On Sun, 28 Jan 2001, Peter Horton wrote:

> Okay, scratch that. It does still happen when there's no swap, but for
> some reason it happens a lot less often. Looks like it's timing related,
> it only fails when using 7200rpm drives, not older 5400rpm ones (even
> though they too are using UDMA33).

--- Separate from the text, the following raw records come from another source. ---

Issue #988, opened 2021-10-26
Add browser warning on unsaved content changes


ulliholtgrave:
### Motivation
Our current wordpress system raises a browser warning if someone tries to leave an editing page (see screenshot). Our current django implementation should do the same.
![grafik](https://user-images.githubusercontent.com/15608678/138903655-04bae3a8-e3f6-4b71-a869-2b19c68537cf.png)

### Proposed Solution
Add the browser warning to all content types.

PR #1160, opened 2022-02-11
Add browser warning

MizukiTemma:
### Short description

Browser warning is added so users will be warned when they are leaving a content editing page wihout saving or publishing.
### Proposed changes

- Input and click on the form section will be detected.
- If the user leaves the edit page clicking on "save as Draft", "Save as review" or "Publish"/"Update", nothing new happens. A warning will be shown before leaving otherwise. 

### Resolved issues

Fixes: #988

### DIFF
--- a/integreat_cms/cms/templates/language_tree/language_tree_node_form.html
+++ b/integreat_cms/cms/templates/language_tree/language_tree_node_form.html
@@ -6,7 +6,7 @@
 {% load widget_tweaks %}
 
 {% block content %}
-<form method="post">
+<form method="post" data-unsaved-warning>
     {% csrf_token %}
     <div class="flex flex-wrap mb-4">
         <div class="w-2/5 flex flex-wrap flex-col justify-center">
--- a/integreat_cms/static/src/js/unsaved-warning.ts
+++ b/integreat_cms/static/src/js/unsaved-warning.ts
@@ -1,0 +1,30 @@
+/**
+ * This file contains a function to warn the user when they leave a content without saving
+ */
+
+let confirmed = false;
+let edited = false;
+
+
+window.addEventListener("beforeunload", (event) => {
+  // trigger only when something is edited and no submit/save button clicked
+  if (edited && !confirmed) {
+    event.preventDefault();
+    event.returnValue = "This content is not saved. Would you leave the page?";
+  }
+});
+
+
+window.addEventListener("load", () => {
+  const form = document.querySelector("[data-unsaved-warning]");
+  // checks whether the user typed something in the content
+  form?.addEventListener("input", () => {
+    edited = true;
+    console.debug("editing detected, enabled beforeunload warning");
+  }, { once: true });
+  // checks whether the user has saved or submitted the content
+  form?.addEventListener("submit", () => {
+    confirmed = true;
+    console.debug("form submitted, disabled beforeunload warning");
+  });
+});
--- a/CHANGELOG.md
+++ b/CHANGELOG.md
@@ -16,6 +16,7 @@ UNRELEASED
 * [ [#1190](https://github.com/digitalfabrik/integreat-cms/issues/1190) ] Add possibility to set custom region prefix
 * [ [#1164](https://github.com/digitalfabrik/integreat-cms/issues/1164) ] Fix possibility to cancel translation process
 * [ [#1175](https://github.com/digitalfabrik/integreat-cms/issues/1175) ] Don't show empty tag if the page has subpages
+* [ [#988](https://github.com/digitalfabrik/integreat-cms/issues/988) ] Add browser warning when leaving unsaved forms
 
 
 2022.2.0-beta
--- a/integreat_cms/cms/templates/events/event_form.html
+++ b/integreat_cms/cms/templates/events/event_form.html
@@ -10,6 +10,7 @@
     <form id="content_form"
           method="post"
           enctype="multipart/form-data"
+          data-unsaved-warning
           {% if event_form.disabled %}data-disable-poi-query{% endif %}>
         {% csrf_token %}
         {% get_current_language as LANGUAGE_CODE %}
--- a/integreat_cms/cms/templates/imprint/imprint_form.html
+++ b/integreat_cms/cms/templates/imprint/imprint_form.html
@@ -7,7 +7,7 @@
 {% load rules %}
 {% load render_bundle from webpack_loader %}
 {% block content %}
-    <form method="post" id="content_form">
+    <form method="post" id="content_form" data-unsaved-warning>
         {% csrf_token %}
         <div class="w-full flex flex-wrap justify-between gap-4 mb-4">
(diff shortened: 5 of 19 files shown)


integreat_cms/static/src/js/unsaved-warning.ts
```diff
@@ -0,0 +1,36 @@
+/**
+ * This file contains a function to warn the user when they leave a content without saving
+ */
+
+ var confirmed = false;
+ var edited = false;
```
membralala, line 6:
```suggestion
let confirmed = false;
let edited = false;
```
As far as I know  `let` is preferred over `var` because of the scoping.

integreat_cms/static/src/js/unsaved-warning.ts
```diff
@@ -0,0 +1,36 @@
...
+
+
+ window.addEventListener('beforeunload', function(e) {
```
membralala, line 9:
```suggestion
window.addEventListener("beforeunload", (event) => {
```

integreat_cms/static/src/js/unsaved-warning.ts
```diff
@@ -0,0 +1,36 @@
...
+    /*trigger only when something is edited and no submit/save button clicked*/
+   if( edited && !confirmed) {
+     e.preventDefault();
+     e.returnValue = 'This content is not saved. Would you leave the page?';
```
membralala, line 13:
```suggestion
    event.preventDefault();
    event.returnValue = "This content is not saved. Would you leave the page?";
```

integreat_cms/static/src/js/unsaved-warning.ts
```diff
@@ -0,0 +1,36 @@
...
+
+
+window.addEventListener("load", () => {
+    /*checks whether the user typed something in the content*/
+    var form = document.getElementById("content_form");
+    form.addEventListener("input", function(e){
+        
+        edited = true;
+        console.log("editing detected");
+    });
```
membralala, line 27:
```suggestion   
    const form = document.getElementById("content_form");
    if (form) {
        form.addEventListener("input", () => {
            edited = true;
            console.log("editing detected");
        });
   }
```

Otherwise there was an Error, when form was null

integreat_cms/static/src/js/unsaved-warning.ts
```diff
@@ -0,0 +1,36 @@
...
+    /*checks whether the user has saved or submitted the content*/
+    var buttons = document.querySelectorAll("button");
```
membralala, line 29:
```suggestion 
    const buttons = document.querySelectorAll("button");
```

integreat_cms/static/src/js/unsaved-warning.ts
```diff
@@ -0,0 +1,36 @@
...
+    buttons.forEach((button) =>{
+        button.addEventListener("click", function(e){
```
membralala, line 31:
```suggestion 
       button.addEventListener("click", () => {
```

membralala:
Thanks! For me this basically works. You might need to consider a few more forms, e.g. the user form and all admin forms, which should also implement this feature, I guess. Apart from this I suggest a few small changes just for the sake of consistency. However, @timoludwig might want to have a look as well 👀.

membralala (commented):
Thanks! For me this basically works. You might need to consider a few more forms, e.g. the user form and all admin forms, which should also implement this feature, I guess. Apart from this I suggest a few small changes just for the sake of consistency. However, @timoludwig might want to have a look as well 👀.

integreat_cms/cms/templates/language_tree/language_tree_node_form.html
```diff
@@ -6,7 +6,7 @@
 {% load widget_tweaks %}
 
 {% block content %}
-<form method="post">
+<form method="post" id="content_form">
```
timoludwig, line 9: The problem with using this id is that it also enables autosave, which we don't want for all the other forms.
So probably it would be better, to use a separate class or data attribute to determine the forms which should be used for the browser warning.

timoludwig (commented):
Thanks a lot! :+1:
In general it works as expected, I just have a few ideas for improvement.
Also, could you add a small notice to the changelog? (Probably you need to rebase you PR onto the current develop branch, otherwise you still have the old changelog format)

membralala:
I tackled the issue, that @timoludwig mentioned regarding the auto-save-function by doing the following: 
- Change the `id="content_form"`, that were added with this PR to a `data-unsaved-warning` attribute 
- Add the `data-unsaved-warning` attribute to all forms, that were originally tagged as content forms

timoludwig (commented):
@membralala 
Could you also add a small note to the changelog for this issue?

integreat_cms/static/src/js/unsaved-warning.ts
```diff
@@ -0,0 +1,30 @@
...
+  }
+});
+
+
+window.addEventListener("load", () => {
+  const form = document.querySelector("[data-unsaved-warning]");
+  // checks whether the user typed something in the content
+  form?.addEventListener("input", () => {
+    edited = true;
+    console.debug("editing detected, enabled beforeunload warning");
```
svenseeberg, line 23: The debug messages should be removed :-)

svenseeberg (changes requested):

integreat_cms/static/src/js/unsaved-warning.ts
svenseeberg: Can we unregister the event listener after the first change? I find it somewhat unnecessary to trigger an event for every follow-up change :D

svenseeberg (changes requested):
Sorry, I messes up with the Github review function :sweat_smile: 

Overall this PR does what it is supposed to do. Thanks a lot.

integreat_cms/static/src/js/unsaved-warning.ts
timoludwig: I'm not sure, do the debug logs really harm? I mean it's not a `console.log()`, it is only shown when a user enables debug logging...

svenseeberg: Yes, its not harmful. But to me it is similar to print statements in Python code. Valid for testing stuff, but can be removed when done :shrug:

timoludwig (approved):
I added the option `{ once: true }` to the event listener and added a note to the changelog.
From my side, this PR is ready to merge :tada:

integreat_cms/static/src/js/unsaved-warning.ts
timoludwig: Yeah, but we also have debug logging in python and do not remove it every time we solve an issue... It also makes the general debugging of problems easier in the future if all the debug logging is already there and you don't have to insert a lot of statements to track down a specific bug...

svenseeberg (approved):

svenseeberg:
Good to go then.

I've ruled out the filing system, the
> IDE controller, the drives and the RAM, so that leaves the kernel or the
> CPU - I'll try and beg/borrow/steal another CPU and try that. I can
> compile kernels / run X whilst the test is running without a problem so it
> looks like it's the bulk write that's the problem.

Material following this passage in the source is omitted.